[Saved data entries]
★ ★ ★ ★

PR #672, opened 2023-03-18
chore: separate build step into typecheck and transpile

### LINKED ISSUE #346: chore: separate yarn build into a typecheck and transpile step

vinliao:
## Motivation

Fixes #346.

## Change Summary

Changes:
1. Build uses `swc`
2. Typecheck command: `tsc --noEmit`
3. `turbo build` depends on `turbo typecheck`

Some screenshots:

Screenshot from 2023-03-18 13-36-29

★ ★ ★ ★

» EXERCISE:
Each line from the one with "Fixes #346." through the last line of the records must be written out word for word. Include nothing else.

» ANSWER SPACE:
Fixes #346.

## Change Summary

Changes:
1. Build uses `swc`
2. Typecheck command: `tsc --noEmit`
3. `turbo build` depends on `turbo typecheck`

Some screenshots:

Screenshot from 2023-03-18 13-36-29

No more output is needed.